Engine consortium Europrop International (EPI) is now just 300 test hours away from certification of its 11,000-shp TP400 turboprop for the Airbus A400M military transport. According to technical director Karsten Muehlenfeld, the final software of the full authority digital engine control (Fadec) is to be delivered to the Toulouse iron bird late this month, allowing flight trials to at last begin. Problems with the Fadec have been at the heart of the serious delays suffered by the aircraft program.
The Fadec has to be civil certified, as has the rest of the engine. Therefore, exhaustive documentation is needed, which the previous release of the software failed to have. Muehlenfeld emphasized the program has 50 percent more input and output interactions than that of A380 engines.
The remaining 300 hours are included in a total 800 to 900 test hours that are still necessary to have full engine capabilities at entry into service. For example, interaction with the propeller, air intake and wing have to be measured. The first 300 hours involve only the engine–without its propeller, nacelles and so on. EPI uses six testbeds over Europe. The consortium is also using data from the C-130 flying test bed that has flown 35 hours so far. However, it is insisting these tests are under Airbus Military’s responsibility.
Regarding the high-pressure compressor, executive vice president Jacques Desclaux told AIN that the new version has passed tests that will translate into it being soon cleared for flight. “Aerodynamically, there is no change. We just made it more robust, thus adding a bit of weight,” he said.
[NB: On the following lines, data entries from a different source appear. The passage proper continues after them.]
PR #5843, opened 2026-03-04
fix: syncing of project webhook receivers

fuskovic:
Closes: https://github.com/akuity/kargo/issues/5700

```
 faris@Fariss-MacBook-Pro  ~/go/src/github.com/fuskovic/wh-test-repo   main ±✚  \
> k describe projectconfig kargo-demo -n kargo-demo
Name:         kargo-demo
Namespace:    kargo-demo
Labels:       <none>
Annotations:  <none>
API Version:  kargo.akuity.io/v1alpha1
Kind:         ProjectConfig
Metadata:
  Creation Timestamp:  2026-03-04T16:24:46Z
  Generation:          1
  Resource Version:    2345
  UID:                 05570fe5-6668-44ec-8a3d-b5427ebcbf18
Spec:
  Webhook Receivers:
    Github:
      Secret Ref:
        Name:  gh-wh-secret
    Name:      gh-wh-receiver
Status:
  Conditions:
    Last Transition Time:  2026-03-04T16:24:46Z
    Message:               ProjectConfig is synced and ready for use
    Observed Generation:   1
    Reason:                Synced
    Status:                True
    Type:                  Ready
  Observed Generation:     1
  Webhook Receivers:
    Name:  gh-wh-receiver
    Path:  /github/f068a66328ead65a354b6219afd9dbcdc19b0d5f4714e770d2298bf94b7a8814
    URL:   http://localhost:30083/github/f068a66328ead65a354b6219afd9dbcdc19b0d5f4714e770d2298bf94b7a8814
```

He stressed the surge margin is unchanged. As for engine weight, Muehlenfeld said he is confident plans to shave an extra 65 pounds will succeed by entry into service.
He gave some details of the design, noting that EPI has applied more new technology (as opposed to proven technology) than expected. In the intermediate compressor, a casing treatment takes care of surge margin without the usual complex stator variable vanes. In the high-pressure compressor, a four-stage blisk rotor cuts the part count and is 10 percent lighter. In the combustor, a very thin flame tube saves weight as well. In the low-pressure combustor, each pair of blades has a common root, which reduces the part count again.